PROBLEM TO SOLVE: Repeat exactly the line that contains "- always prints" and every line below it to the end of the material, omitting all others.
....
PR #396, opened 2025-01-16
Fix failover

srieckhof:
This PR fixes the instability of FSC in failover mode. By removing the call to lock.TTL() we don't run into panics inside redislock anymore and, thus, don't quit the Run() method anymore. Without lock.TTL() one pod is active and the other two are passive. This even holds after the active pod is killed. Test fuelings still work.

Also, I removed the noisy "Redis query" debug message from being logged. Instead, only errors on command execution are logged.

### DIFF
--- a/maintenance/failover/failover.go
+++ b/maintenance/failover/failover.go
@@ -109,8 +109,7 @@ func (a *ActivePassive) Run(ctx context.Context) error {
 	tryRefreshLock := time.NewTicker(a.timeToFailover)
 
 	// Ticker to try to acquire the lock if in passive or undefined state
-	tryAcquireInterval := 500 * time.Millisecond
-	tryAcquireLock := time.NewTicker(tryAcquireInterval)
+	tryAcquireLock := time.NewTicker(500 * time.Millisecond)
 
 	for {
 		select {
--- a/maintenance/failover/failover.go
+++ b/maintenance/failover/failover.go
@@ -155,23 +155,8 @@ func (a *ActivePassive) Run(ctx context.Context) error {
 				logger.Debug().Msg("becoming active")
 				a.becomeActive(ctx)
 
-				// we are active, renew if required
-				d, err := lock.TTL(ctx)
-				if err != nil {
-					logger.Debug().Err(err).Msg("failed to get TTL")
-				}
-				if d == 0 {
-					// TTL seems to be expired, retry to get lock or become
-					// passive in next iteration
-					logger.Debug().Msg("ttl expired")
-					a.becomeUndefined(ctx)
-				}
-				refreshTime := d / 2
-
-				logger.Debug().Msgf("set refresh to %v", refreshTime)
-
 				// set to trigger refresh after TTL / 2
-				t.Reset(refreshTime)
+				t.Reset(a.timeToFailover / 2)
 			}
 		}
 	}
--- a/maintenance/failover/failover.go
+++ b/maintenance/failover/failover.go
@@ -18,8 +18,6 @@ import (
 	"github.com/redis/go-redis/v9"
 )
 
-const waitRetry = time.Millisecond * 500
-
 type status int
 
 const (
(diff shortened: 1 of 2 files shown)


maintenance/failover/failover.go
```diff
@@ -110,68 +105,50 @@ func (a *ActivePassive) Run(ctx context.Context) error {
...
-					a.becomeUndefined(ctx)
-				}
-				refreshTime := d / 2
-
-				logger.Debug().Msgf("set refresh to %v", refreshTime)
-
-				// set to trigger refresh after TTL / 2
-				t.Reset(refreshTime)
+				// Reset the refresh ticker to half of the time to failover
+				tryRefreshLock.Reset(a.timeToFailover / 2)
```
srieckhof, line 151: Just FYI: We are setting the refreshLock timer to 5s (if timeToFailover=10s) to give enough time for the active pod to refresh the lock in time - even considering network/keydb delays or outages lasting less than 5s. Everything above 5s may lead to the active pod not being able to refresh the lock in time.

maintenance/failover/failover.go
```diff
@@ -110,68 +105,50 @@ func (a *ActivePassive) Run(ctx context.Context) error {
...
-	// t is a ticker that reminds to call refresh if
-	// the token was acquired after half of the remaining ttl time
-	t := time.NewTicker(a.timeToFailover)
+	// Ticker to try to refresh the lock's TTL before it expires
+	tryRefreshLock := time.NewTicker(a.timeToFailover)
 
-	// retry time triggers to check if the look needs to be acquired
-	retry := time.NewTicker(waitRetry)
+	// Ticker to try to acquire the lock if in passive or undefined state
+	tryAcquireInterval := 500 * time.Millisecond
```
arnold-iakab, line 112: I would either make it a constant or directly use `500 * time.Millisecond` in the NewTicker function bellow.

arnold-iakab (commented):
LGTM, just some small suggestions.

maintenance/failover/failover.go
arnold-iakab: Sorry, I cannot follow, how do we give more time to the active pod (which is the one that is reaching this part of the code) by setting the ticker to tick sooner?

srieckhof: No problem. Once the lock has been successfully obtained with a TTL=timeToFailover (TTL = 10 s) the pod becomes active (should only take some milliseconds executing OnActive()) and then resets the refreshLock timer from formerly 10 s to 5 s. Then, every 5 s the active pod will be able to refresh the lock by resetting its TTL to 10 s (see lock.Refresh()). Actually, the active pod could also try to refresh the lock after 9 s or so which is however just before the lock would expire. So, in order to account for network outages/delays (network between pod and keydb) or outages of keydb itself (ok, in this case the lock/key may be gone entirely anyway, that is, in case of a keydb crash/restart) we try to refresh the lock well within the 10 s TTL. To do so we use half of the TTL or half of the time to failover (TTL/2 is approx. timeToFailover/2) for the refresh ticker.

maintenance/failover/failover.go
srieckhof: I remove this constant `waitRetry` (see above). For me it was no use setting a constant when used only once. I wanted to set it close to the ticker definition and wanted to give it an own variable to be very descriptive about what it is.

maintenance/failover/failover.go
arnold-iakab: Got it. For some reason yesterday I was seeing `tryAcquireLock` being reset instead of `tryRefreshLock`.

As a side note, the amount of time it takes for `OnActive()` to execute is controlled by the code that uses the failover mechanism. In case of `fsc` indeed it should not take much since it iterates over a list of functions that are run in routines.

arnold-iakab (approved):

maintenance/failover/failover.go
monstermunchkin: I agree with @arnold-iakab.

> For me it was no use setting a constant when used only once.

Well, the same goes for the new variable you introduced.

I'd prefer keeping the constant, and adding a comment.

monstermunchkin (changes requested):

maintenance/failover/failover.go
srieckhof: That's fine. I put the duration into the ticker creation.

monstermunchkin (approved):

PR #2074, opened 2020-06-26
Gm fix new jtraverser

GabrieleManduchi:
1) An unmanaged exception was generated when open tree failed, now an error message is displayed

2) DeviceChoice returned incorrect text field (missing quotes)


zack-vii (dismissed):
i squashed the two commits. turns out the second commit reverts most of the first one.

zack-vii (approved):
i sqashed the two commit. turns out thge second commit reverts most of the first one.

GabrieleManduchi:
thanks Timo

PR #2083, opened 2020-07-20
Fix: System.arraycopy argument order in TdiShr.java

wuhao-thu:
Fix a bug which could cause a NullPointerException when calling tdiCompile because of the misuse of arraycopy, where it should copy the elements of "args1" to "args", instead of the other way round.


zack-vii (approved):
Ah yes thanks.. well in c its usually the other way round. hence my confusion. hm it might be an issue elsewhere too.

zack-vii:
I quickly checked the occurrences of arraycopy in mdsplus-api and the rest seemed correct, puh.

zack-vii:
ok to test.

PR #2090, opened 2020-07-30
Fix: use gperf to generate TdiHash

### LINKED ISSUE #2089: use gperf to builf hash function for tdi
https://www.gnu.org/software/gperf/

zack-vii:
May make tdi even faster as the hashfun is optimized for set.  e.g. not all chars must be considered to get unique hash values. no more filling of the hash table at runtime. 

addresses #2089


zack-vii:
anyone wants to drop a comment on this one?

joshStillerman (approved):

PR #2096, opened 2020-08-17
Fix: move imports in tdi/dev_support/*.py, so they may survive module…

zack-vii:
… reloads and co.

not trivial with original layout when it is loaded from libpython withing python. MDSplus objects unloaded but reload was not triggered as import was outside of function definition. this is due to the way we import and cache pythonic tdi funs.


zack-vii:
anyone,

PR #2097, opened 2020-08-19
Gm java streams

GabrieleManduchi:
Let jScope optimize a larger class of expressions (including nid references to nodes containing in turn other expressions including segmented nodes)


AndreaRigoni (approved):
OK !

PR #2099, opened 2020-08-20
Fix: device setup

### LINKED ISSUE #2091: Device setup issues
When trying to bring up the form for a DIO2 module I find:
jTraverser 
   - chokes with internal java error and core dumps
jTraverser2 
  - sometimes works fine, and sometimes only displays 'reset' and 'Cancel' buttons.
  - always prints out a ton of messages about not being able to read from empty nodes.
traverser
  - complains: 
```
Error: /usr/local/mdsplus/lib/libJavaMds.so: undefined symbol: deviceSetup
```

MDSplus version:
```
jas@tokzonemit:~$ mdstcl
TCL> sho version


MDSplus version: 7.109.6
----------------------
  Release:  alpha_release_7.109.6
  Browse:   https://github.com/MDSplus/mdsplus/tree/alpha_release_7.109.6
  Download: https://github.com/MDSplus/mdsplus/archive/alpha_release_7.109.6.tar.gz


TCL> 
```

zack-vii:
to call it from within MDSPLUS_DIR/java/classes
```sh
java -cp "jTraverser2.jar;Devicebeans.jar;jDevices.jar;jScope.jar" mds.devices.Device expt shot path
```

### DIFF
....
TASK OUTPUT:
  - always prints out a ton of messages about not being able to read from empty nodes.
traverser
  - complains: 
```
Error: /usr/local/mdsplus/lib/libJavaMds.so: undefined symbol: deviceSetup
```

MDSplus version:
```
jas@tokzonemit:~$ mdstcl
TCL> sho version


MDSplus version: 7.109.6
----------------------
  Release:  alpha_release_7.109.6
  Browse:   https://github.com/MDSplus/mdsplus/tree/alpha_release_7.109.6
  Download: https://github.com/MDSplus/mdsplus/archive/alpha_release_7.109.6.tar.gz


TCL> 
```

zack-vii:
to call it from within MDSPLUS_DIR/java/classes
```sh
java -cp "jTraverser2.jar;Devicebeans.jar;jDevices.jar;jScope.jar" mds.devices.Device expt shot path
```

### DIFF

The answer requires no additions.